Which Lane Should I Choose?

Which Lane Should I Choose?

Father Sebastian McDonald, C.P.
Father Sebastian McDonald, C.P.

We’ve all been on multilane highways heading in the same direction. If so, we’ve calculated to the best of our ability as to which lane will move the quickest toward where we want to do. Or, we’ve been at the grocery store and approached the checkout counters with a cartload full of food products, trying to figure out which checkout aisle is best going to advance me toward the Exit door.

Especially when we’re in a hurry, these decisions can be important, and, when the one I choose proves to be wrong, it’s aggravating, to say the least, especially if other lanes or lines that I had initially explored, but then rejected, prove to be moving faster than the one I finally choose.

This situation is especially aggravating for older persons, belonging to a prior generation when the U.S. population was only half, or even a third of what it is now, and this overload of clientele on our road systems (which were actually narrower than they are now) or at our neighborhood grocery stores, which were usually just half the size of what they are now, is a generational phenomenon that some older folks never manage to negotiate, as they chafe under the time restraints imposed by scores of cars, or people, competing with us for a chance to move ahead. One of the commendable traits of the “younger” generation is the admirable patience they have acquired of waiting thirty or forty minutes in line, whether at the “expressway” toll-booth, or at the store or theater. They’ve never known it otherwise.
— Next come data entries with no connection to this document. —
PR #3976, opened 2025-06-04
Qt6 Windows build

ElTh0r0:
Updating runner to windows-2025 with msvc2022
See successful run of the GH action in [my branch](https://github.com/ElTh0r0/flameshot/actions/runs/15450541033/job/43491277425)

### DIFF
--- a/.github/workflows/build_cmake.yml
+++ b/.github/workflows/build_cmake.yml
@@ -86,46 +86,46 @@ jobs:
         # See https://cmake.org/cmake/help/latest/manual/ctest.1.html for more detail
         run: ctest -C $BUILD_TYPE
 
-#   windows-build:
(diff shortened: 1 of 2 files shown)


borgmanJeremy:
Terrific,

That means Windows, Flatpak, and PKGBUILD are all working. I might mess with some more packages tonight. @mmahmoudian  I think we have some cleanup to do, but this is probably close to merge to master unless you enounter new bugs in testing.

borgmanJeremy:
In any case I'll merge this to the qt6_2025 branch tonight so qt6_CI can be short lived and we don't have too many divergent branches.

mmahmoudian:
Perfect. I'll do more testing today and will report back.

We can get the first round of feedback from AUR users right after merging to master.

PR #3977, opened 2025-06-04
Port to QT6 on MacOs

borgmanJeremy:
@mmahmoudian  FYI i compiled and tested this on my mac and it works. Ill continue to address the CI on the other branch, but now we have working builds for QT6 on all platforms.
test


mmahmoudian:
@borgmanJeremy wow, this is great ! Thank you and @ElTh0r0 for all the efforts

PR #3993, opened 2025-06-09
Qt6 2025

borgmanJeremy:
@mmahmoudian 

This is a big one so I'll wait for you and probably @ElTh0r0  to agree to merge to main. AFAIK there are no new defects introduced (other than non building packages). I'd like to get this merged in so everyone starts working from the same reference. 

Lot's of bugs to squash before the v13 release, but this will be huge milestone.


mmahmoudian:
@borgmanJeremy 
I've been using `qt6_2025` branch have have not observed any issues that are not present in yhe `master`, so I think merging it would not only be safe, but as you said beneficial as well. Regarding the Flatpak and Snap builds that fail, I don't think anyone is using nightly build of those, so that will not break anyone's workflow either. Regarding deb package and others that you commented out in another PR, I think we can move forward with this PR and fix themin future PRs.

Thank you to both you and @ElTh0r0 for pushing this forward 🍻

ElTh0r0:
I fully agree merging to main; I see no blocker for this step and polishing & bug fixing can happen again in one central place 👍

borgmanJeremy:
Thanks @ElTh0r0  for all the work and @mmahmoudian for all the testing!

Issue #3990, opened 2025-06-09
Fixed screenshot path is overwritten with filename after first save


vladrevers:
### Flameshot Version

Flameshot v12.1.0 (a1dda591)
Compiled with Qt 5.15.2
winnt: 10.0.26100
windows: 10

### Installation Type

Compiled from source (from [Github Actions](https://github.com/flameshot-org/flameshot/actions/runs/15513092898/job/43676432923))

### Operating System type and version

Windows 11 (24H2)

### Description

When saving screenshots with "Use fixed path for screenshot to save" enabled, an error occurs after the first save.

**Minimal configuration to reproduce the issue:**

```
[General]
savePath=C:/Users/Hide/Pictures
savePathFixed=true
```

After the first save, the configuration changes — the save path is updated to include the filename of the previously saved screenshot. On subsequent saves, an error occurs stating that the save path is not a directory:
```
savePath=C:/Users/Hide/Pictures/Screenshot_2025-06-09_23-26-47.png
```

### Steps to reproduce

1. Enable "Use fixed path for screenshot to save" in settings.
2. Press PrtSc to open Flameshot.
3. Press Ctrl+A to select the entire area.
4. Press Ctrl+S to save the screenshot.
5. Press PrtSc again.
6. An error appears because savePath was overwritten with the previous screenshot’s filename.

### Screenshots or screen recordings

![Image](https://github.com/user-attachments/assets/4ef5def4-8530-4734-997c-d876acec4aba)

### System Information

Windows 11
Asus Laptop, 1920x1080

borgmanJeremy:
@ElTh0r0  would you be able to tackle this one? I can't replicate it on linux. If I had to guess the error is here: https://github.com/flameshot-org/flameshot/blob/4edfb2ac1d71e7f75fcdcb850ff6bce5fb148a7b/src/utils/screenshotsaver.cpp#L266C1-L266C49

And maybe on windows the path is not parsing correctly.

ElTh0r0:
@borgmanJeremy I'll take a look 👍

borgmanJeremy:
Fixed with #3997

PR #3997, opened 2025-06-10
Fix for wrong set savePath on Windows (#3990)

ElTh0r0:
Fix for wrong set savePath on Windows (#3990). As Qt is always using '/' internally, we must avoid QDir::separator() here, as it returns '\\' on Windows and because of this the correct path cannot be extracted.


borgmanJeremy:
Thanks! I tested this on linux and it didn't break anything there.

This drive to get on with it and to move ahead is behind the anxiety to pick the correct checkout point. And what especially aggravates is when we make a wrong choice and watch in fury as lanes or lines we’ve rejected move ahead, leaving us in the lurch. So finding the correct lane is all important, if only not to have to endure the smug smirks of those passing us by, and knowing how hard we’ve tried to get ahead.

But there can be redemption in this humiliating personal defeat. And the first instance of it occurs within ourselves, as we recalculate the whole foolish spectrum on display here and ask (having little or no other options): so what? Who cares? What does it matter? It’s not that important, anyways. And so we settle in for the long wait, at the end of the line. But maybe redemption occurs at this point, as our feverish anxiety cools off and we begin to think calmer thoughts, even pleasant, worthwhile thoughts, and look around and study faces, or entertain memories that sneak back into our mind. And, all of the sudden, we find ourselves at the head of the line and getting on our way.
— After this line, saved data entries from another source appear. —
PR #4004, opened 2025-06-11
fixing windows CMAKE CI

borgmanJeremy:


borgmanJeremy:
Woot no more broken CI (still need to re-enable some linux packages)

Issue #4003, opened 2025-06-11
Remove .ts file from triggering CI


mmahmoudian:
The .ts files are translation files which are typically passed to this repo from the translation platform we use (i.e., Weblate). These files do not affect how Flameshot builds, so it make sense to exclude them from the CIs.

And, if it be the turnpike that we once again engage, with our foot on the pedal, it may be a special delight to find ourselves, without trying, to pass up one of those unpleasant persons who was last seen far ahead of us near the toll booth. And we find out to our pleasant surprise that what we had taken as a personal defeat has in some unforeseen way turned out to have been the right choice anyways: defeat into victory.

So the question now becomes: what is the correct line, or lane? The one that meets our present sense of urgency and satisfies a clamoring need, or the one that leaves us with little or no choice in the matter other than to go along with what has developed, and change, not lanes or lines, but our own attitude. The result? What appeared to be the correct lane on the expressway now finds itself in contention with what initially seemed to be the wrong way to go. This is a modern version of Aesop’s fable about the hare and the tortoise. Would anyone have bet on the tortoise reaching the finish line ahead of the hare? There is more than one way to face possible right or wrong ways to go.